It’s all about size. The size of the marketing return on investment, that is.
Last week’s McKinsey Quarterly’s premium edition featured an interview with Cammie Dunaway, Yahoo!’s senior marketing executive. She explained how she is preparing Yahoo! for the future using strategies that Dan Kennedy, others and myself have been teaching small business people for years.
So what’s she doing for Yahoo!? Measuring response. Just measure the response to each ad, by media type, by publication. Make decisions based on what you learn. Repeat.
In Yahoo!’s case, it’s simple. Dunaway is shifting the company’s marketing dollars to vehicles whose returns can be measured. Imagine that. Hopefully they’ll use those measurements to make marketing decisions as well. It doesn’t matter what media you use to market your product. It can be done. Print ads can use special phone numbers, advertising codes, deals not advertised elsewhere, and Web addresses / URLs. Television and radio ads can do the same. Online ads have had this capability more or less since day one. Landing pages, Adwords, text links in e-mails, banner clicks, etc. can all be measured.
I find it a little ironic that Yahoo! is finally going to emphasize the use of something that they have offered for some time via their Overture online advertising services, but at least they are doing so.
So what’s the big deal about measuring response?
For starters, anything else is speculation. If you aren’t measuring the response to each media and each ad, then you don’t know anything about your marketing except how much you’ve spent.
Dan Kennedy calls it being a “marketing victim.” One such example: I recently had an organization tell me that they were finally going to purchase a service because “the salesperson just keeps calling”. Kudos to the salesperson for being persistent, but is that any reason to make an ad buy? I sure don’t think so.
Do you buy ads because the ad salesperson calls or walks in the door and offers them to you, or do you buy them because you know that their media (newspaper, magazine, Web site, e-mail newsletter, TV show, radio show, etc) provided a 3.12 percent response rate to all advertisers for ads of a particular type in your market over the last year? You should know your answers for your business in that media when you ask the ad salesperson for their response rates.
Why? Because measuring response tells you things that you think you know, but are often wrong about.
Here are a few hypothetical examples of things you wouldn’t know without measuring response to each ad in each media you advertise in.
You don’t know if the money you spent on television ads last year brought in lower gourmet food sales and fewer customers than that ad in the local shopper newspaper that costs less.
You don’t know where your better customers come from. What do I mean by “better customers”? Customers who buy more often, and make bigger purchases.
You don’t know that the newspaper is a lousy place to sell mold restoration services but a great place to sell chiropractic, cars and hearing aids. Or vice versa.
Or that Tuesday is the worst day of the week for radio ad response. Or the best.

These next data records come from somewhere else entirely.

PR #2374, opened 2026-09-19
Refuse admission after a matched device-fault notice

ChaoWao:
## Summary

#2354 gave the driver's fault channel a consumer and a per-generation record. Nothing read
it: there was no path from a `DeviceFaultNotice` to `can_accept_run()`. **Admission now
reads it.**

A notice refuses future runs when *both* hold — its logical `device_id` is this runner's,
and its `stream_id` is one this runner's run boundaries were recorded on
(`run_stream_ids_.attribute(...) == Mine`). The refusal stands until a **confirmed** reset
retires the generation.

Node E1b of #2267. It is an availability policy and nothing else.

## What refuses, and what does not

| Evidence | Admission |
| --- | --- |
| notice matched to one of this runner's run streams | **refused** until a confirmed reset |
| matched, while the identity history is **incomplete** | **refused** — a missing id is what a stale notice carries, so incompleteness weakens the *negative* answer, not the positive one |
| notice naming another device | open |
| notice on a stream no run of this runner's used (`NotMine`) | open |
| `Undecided` | open |
| ring loss / reporter drop | open — it names no resource to refuse for |
| **no notice at all** | open — silence is not evidence of health |

## Wiring

`device_admits_new_run(arch_quarantined, health)` composes the fault suspicion with each
arch's own post-failure quarantine; `DeviceRunnerBase::accepts_new_run()` is what the shared
c_api asks, at `simpler_prepare_run` and at both `simpler_launch_run` checks.

The two refusals are independent and clear by different routes — the arch flag by its
finalize after a confirmed reset, the suspicion by the retirement that reset performs. **A
reset that was not confirmed leaves the refusal standing.**

The two *diagnostic* readers of `can_accept_run()` (the clock-correlation session's abandon
flag) keep asking the arch flag alone: a matched notice says nothing about whether this run's
own DFX resources are safe to release normally.

## What deliberately does not change

- **The run's own verdict.** `execution_rc` is settled before the consumer runs and is
  neither read nor written by it. A notice carries no run identity and may arrive late — the
  longest lag measured so far is ~16 s, which is a sample, not a bound the SDK promises — so
  it can name a fault from an earlier run than the one being finalized.
- **No drain, reset or recovery starts from a notice**, and nothing is reclaimed.
  Stop-admission is stop-admission.
- **The teardown consumer records only** — the admission it could refuse is already over, and
  `finalize_common_impl` is destroying the resources a drain would wait on.
- `sync_stream_pair`, the unfenced fallback, `poll_run_fence`'s sticky read, retirement and
  reset ownership: untouched.
- No stream split, no classifier, no consumer relocation, no a5 terminal producer, no E2/P4.

## The availability cost, stated

**The match is membership, not provenance.** It says a fault landed on a stream this runner's
runs use — not that a run caused it, and not that any run was impaired. On a5 that same
`stream_aicpu_` also carries binary load, AICPU init and callable registration. The notice
carries no timestamp, so **a late or recycled identity can refuse work the device would have
served**, at a rate nobody has measured.

**Recovery is conditional.** Admission comes back only through the existing
confirmed-generation-retirement path — the force reset that confirms, then
`retire_after_confirmed_device_reset`. A reset that was not confirmed, or a re-notification
delivered into the new generation, leaves the runner refusing; an ordinary close and re-init
is not a guarantee that admission is restored.

This has now been observed **twice on a5 CI, on device 4, with identical notice fields** —
`device_id=4 stream_id=61 task_id=82 error_code=507018` — in
`tests/st/a5/.../prepared_callable::test_run`, once at an earlier head and again on this PR's
run (`st-onboard-a5`, run `35441219825`). Both times: the consuming run returned success (its
`device_wall` markers are emitted, which is gated on `execution_rc == 0`), the notice was
matched to a recorded run stream, and the **next** `simpler_prepare_run` was refused with
`-1000` at the following generation. `1 failed, 47 passed`.

That is this policy doing exactly what it says. What it is **not** is evidence that the fault
is spurious — a repeat with identical ids on the same die is at least as consistent with a
real, repeatable fault on that sequence as with a stale identity. It is a red required check
and is reported as such, not waived.

## This does not license E2's synchronize removal

The rows that keep synchronizing include **the ordinary successful run, which produces no
notice at all**. A fallback that covers every ordinary run cannot also be the sync-free fast
path. E2 still owes an attributable positive terminal record from every producer (a5 HBG's
legacy path publishes none) and its promotion from the shadow validation it is today,
boundary/retirement proofs, and treatment of every fault path the synchronize currently
catches.

## Fixture isolation for the intentional-failure case

The consequence above reaches `tests/st/**/prepared_callable`, where a case deliberately
registers a missing AICPU orchestration entry and the class shares one `Worker` with cases
that expect a healthy runner. That case now lives in its own class,
`TestPreparedCallableRegistrationFailure`, on a2a3 and a5. Every assertion is unchanged; the
argument construction it shares with the positive cases moved to a plain mixin rather than
being copied; `host_build_graph` has no device-side registration and is untouched.

Two details are load-bearing and were both found by review rather than by me:

- **Class scope is the boundary, not a finer-scoped fixture.** `DevicePool.allocate` refuses
  rather than queues, so a per-test worker requested while the class's worker is still cached
  would need a second device and fail outright on the single-device default.
- **The new class keeps real `CASES`.** The root conftest deselects *every* item of a
  `SceneTestCase` class whose cases match no platform — an empty list would have silently
  dropped the moved test from CI rather than quieting the runner it inherits. The inherited
  `test_run` is quieted directly, by a shadow carrying `__test__ = False`.

Isolation confines shared mutable runner state between an intentional-failure case and the
positive cases around it. **It is not a claim that the device is restored or that a fault is
contained** — a notification the driver delivers later can still name that device, and only a
confirmed reset retires a generation.

### What was run

New suite `AdmissionUnderDeviceHealth` in `tests/ut/cpp/common/test_device_health_state.cpp`,
8 cases:

```bash
cmake --build tests/ut/cpp/build --target test_device_health_state
./tests/ut/cpp/build/test_device_health_state --gtest_filter='AdmissionUnderDeviceHealth.*'
```

**8/8 pass.** Three negative controls, each failing exactly its own cases and nothing else:

| Inversion of `device_admits_new_run` | Failures |
| --- | --- |
| ignore `health.suspect()` | the 2 matched-notice cases + the 2 reset cases (4) |
| also refuse on unattributed / undelivered totals | `AnUnattributedNoticeAdmits`, `LostAndDroppedNoticesAdmit` (2) |
| ignore `arch_quarantined` | `TheArchQuarantineRefusesOnItsOwnAndIsNotRetiredHere` (1) |

Two new CPU-only pyut files for the fixture work, run with explicit paths:

```bash
python -m pytest tests/ut/py/test_scene_case_collection_gate.py \
                 tests/ut/py/test_device_pool_fixture_lifetimes.py -q
```

**8/8 pass.** `test_scene_case_collection_gate.py` drives the **real** root-conftest hook and
a **real** pytest collection over a synthetic module — it asserts that a class whose cases
match no platform loses *every* item including hand-written ones (the defect an earlier draft
of this PR shipped), that `__test__ = False` stops the inherited runner being collected, and
that both real `TestPreparedCallableRegistrationFailure` classes use that shape.
`test_device_pool_fixture_lifetimes.py` pins the pool property the class boundary rests on.
Negative controls: dropping `__test__ = False` from the synthetic class fails only the
suppression case; restoring `CASES = []` on the real a5 class fails only the tie-back case;
a partial-allocating pool fails only the all-or-nothing case; a no-op `release` fails all four
pool cases.

Static hooks, at the repo's pinned versions, over **all 8 changed Python files** (the four
`prepared_callable` files included, which earlier rounds of this PR had not type- or
format-checked): `ruff check --fix` and `ruff format --check` (0.14.8) and `pyright` (1.1.407)
— all clean. Also `-fsyntax-only` on the four touched C++ TUs (`device_runner_base.cpp` and
`c_api_shared.cpp` × a2a3/a5, from the onboard compile DBs), `clang-format`,
`tests/lint/check_retired_names.py`, and `markdownlint-cli2` on the changed doc — all clean.

**Not run, and stated rather than implied:** the real `tests/st/**/prepared_callable` modules
were never collected locally. The build-stamp guard refuses to import `simpler.task_interface`
against a tree newer than the built extension, and rebuilding was outside this round. The
synthetic collection test plus the AST tie-back is what stands in for it; **CI's own
collection of those files is the check that they are selected.**

### An unauthorized rerun, corrected

An earlier revision of this section said only new cases were exercised. **That was wrong.**
After the negative controls I ran `./tests/ut/cpp/build/test_device_health_state` once with
no `--gtest_filter`, which executed all 40 cases in that binary — the 8 new ones **and 32
pre-existing ones**. Re-running existing cases was outside what had been authorized. Those 32
passing is not evidence of anything here and is not claimed as such. Test invocations from
here on are explicit new-case filters only.

### What the 8 cases actually cover, and what they do not

They exercise **`device_admits_new_run` only** — the predicate — driving the real
`DeviceHealthState`, `RunStreamIdentities`, `DeviceFaultMonitor` and
`retire_after_confirmed_device_reset`. They set health state through the production `note_*`
calls and inspect stream-id attribution separately; they do **not** execute
`DeviceRunnerBase::accepts_new_run()` and they do **not** execute the shared c_api's
prepare/launch admission checks. Two further limits worth naming:

- `AResetThatWasNotConfirmedLeavesAdmissionRefused` asserts that the refusal stands when **no
  retirement is performed**. It does not drive a reset that failed; the caller-side contract
  that only a confirmed reset reaches the retirement is not exercised by it.
- No case injects a `DeviceFaultNotice` through `consume_device_fault_notices()`. The
  notice → classification → record step is unchanged production code covered by the
  pre-existing cases in the same file.

### Evidence for the parts no test covers

The c_api wiring and rc preservation rest on **static source review at this head**, not on a
test and not on CI:

- the three admission sites now call `accepts_new_run()` (`c_api_shared.cpp:959`, `:1139`,
  `:1149`); the two diagnostic readers still call `can_accept_run()` (`:894`, `:1437`);
- `execution_rc` is assigned once, at `c_api_shared.cpp:1353`, before
  `consume_device_fault_notices()` at `:1378`, and is not reassigned after it;
  `consume_device_fault_notices()` returns a `uint64_t` count whose only consumer is a
  `LOG_WARN`;
- `copy_back_run_outputs_impl` at `:1389` is passed that same `execution_rc`.

This is reviewable but it is not execution. A focused harness — a seam that drives the
consumer with an injected notice and then asks the real admission path — could test it
without hardware; **that seam is not delivered here.** The ordinary onboard CI lanes exercise
this code but inject no notice, so a green run there is not targeted coverage of the policy
either.

Refs #2267


ChaoWao:
Static feedback for the in-progress fixture-isolation follow-up: avoid adding a function-scoped `isolated_st_worker` inside the existing class while keeping its positive tests on a class-scoped `st_worker`.

The earlier positive method instantiates the class-scoped fixture, which retains its device until the class finishes. The proposed negative method then calls `device_pool.allocate(1)` again. With a single device, `DevicePool.allocate` (`conftest.py:104-109`) returns `[]`, and `_l2_worker_for` fails with “no devices available”. This requires two simultaneous devices for a previously single-device test; changing which fixture the negative method requests does not finalize the cached class fixture.

Please use non-overlapping fixture lifetimes (for example, a dedicated negative-test class under the existing class-scoped fixture), preserve all existing assertions, and verify the decorator/collection path does not duplicate or drop tests. Do not solve this by changing test-name ordering, increasing the requested device count, skipping, or aliasing both Workers to the same live device. A new focused fake-pool lifecycle regression can demonstrate acquire → release → acquire with a capacity of one; no existing test rerun is authorized. This is a source/fixture-lifetime finding, not an executed test result.

ChaoWao:
Static blocker in the current dedicated-class draft: `TestPreparedCallableRegistrationFailure.CASES = []` silently deselects the negative test, not merely inherited `test_run`.

Root conftest.py:650–663 applies `if not any(platform ... for case in cls.CASES): deselected.append(item)` to EVERY item of a SceneTestCase class. Therefore an empty CASES list removes `test_prewarm_failure_rolls_back_registration` from ordinary platform CI. A Python AST inventory of method names cannot detect this. Keep the existing negative case actually selected under both matching platform modes.

Use a structure that retains platform-selection metadata and avoids introducing an unrelated inherited positive run into the poisoned worker. For example, an appropriate dedicated class can retain platform CASES metadata and explicitly suppress only the NEW inherited generic `test_run` on that new class; the existing positive class/run must remain unchanged. Verify against actual collection hooks rather than just counting methods. A new focused CPU regression using collection logic is authorized; do not run existing device cases, skip/drop the original negative case, or weaken the policy. Current draft is not ready for publication until this is handled.

ChaoWao:
@ChaoWao Both findings applied at `3f5d66430`.

**Fixture lifetime (12:32).** Correct and my approach was unusable: `DevicePool.allocate` returns `[]` rather than queueing (root `conftest.py:104-109`), and the class-scoped `st_worker` stays cached for the class's whole life, so a function-scoped worker would have needed a second device and failed outright on `--device 0`. The function-scoped fixture is withdrawn — all four `prepared_callable` conftests are back to a single `st_worker`, plus a comment recording why class scope is the boundary. The negative case moved to its own class instead.

**Collection gate (13:01).** Also correct, and it had already shipped in my draft: with `CASES = []` the root conftest's platform gate (`conftest.py:650-663`) deselects **every** item of the class, so `test_prewarm_failure_rolls_back_registration` would have stopped running in CI entirely — invisible to the AST inventory I was relying on. Fixed by keeping real platform metadata (`CASES = TestPreparedCallable.CASES`) and suppressing only the newly inherited runner:

```python
def test_run(self, *args, **kwargs):
    raise AssertionError("TestPreparedCallableRegistrationFailure runs no scene case")

test_run.__test__ = False
```

`__test__ = False` rather than a non-callable shadow: `_pytest/python.py:243` skips collection silently for the former and raises `PytestCollectionWarning` for the latter. No skip/xfail, no reordering, no weakening of the positive class or of the moved assertions.

**Verified against the collection path, not method names.** New `tests/ut/py/test_scene_case_collection_gate.py` imports the real hook by path into a synthetic rootdir and runs a real `pytest --collect-only --platform a5`, asserting: a matching class keeps its hand-written method; a `CASES = []` class loses *all* of them (the defect, now pinned); `__test__ = False` removes only the runner; and both real registration-failure classes carry that shape. Negative controls: removing `__test__ = False` from the synthetic class fails only the suppression case, and restoring `CASES = []` on the real a5 class fails only the tie-back case.

**Limit, stated:** the real ST modules were not collected locally — the build-stamp guard blocks importing `simpler.task_interface` against a newer tree and a rebuild was outside this round. CI's collection is the check.

Also in this push: a bad squash was caught and repaired before publication. I had soft-reset onto a moved `upstream/main`, which recorded reverts of #2373 and others as mine; the branch was rebased properly instead, and the three-dot diff is now 14 files, all this change.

Or that billboard ads on the driver’s side of the road perform 12 percent better than billboard ads on the passenger side of the road, except on Interstate highways where the passenger side wins by 37 percent.
Or that advertorials in newspapers outperform advertorials in magazines, except in certain lines of business.
If you knew all of those things, you’d market differently. Eventually, you’d make different decisions about other aspects of your business as well. You might even start measuring other parts of the business since it had such a novel effect on your marketing.
So what else don’t you know? Measuring advertising response will tell you a lot of those things and get you moving down a path that will lead to a smarter, more profitable, more productive business.
Start measuring. It’s all about size.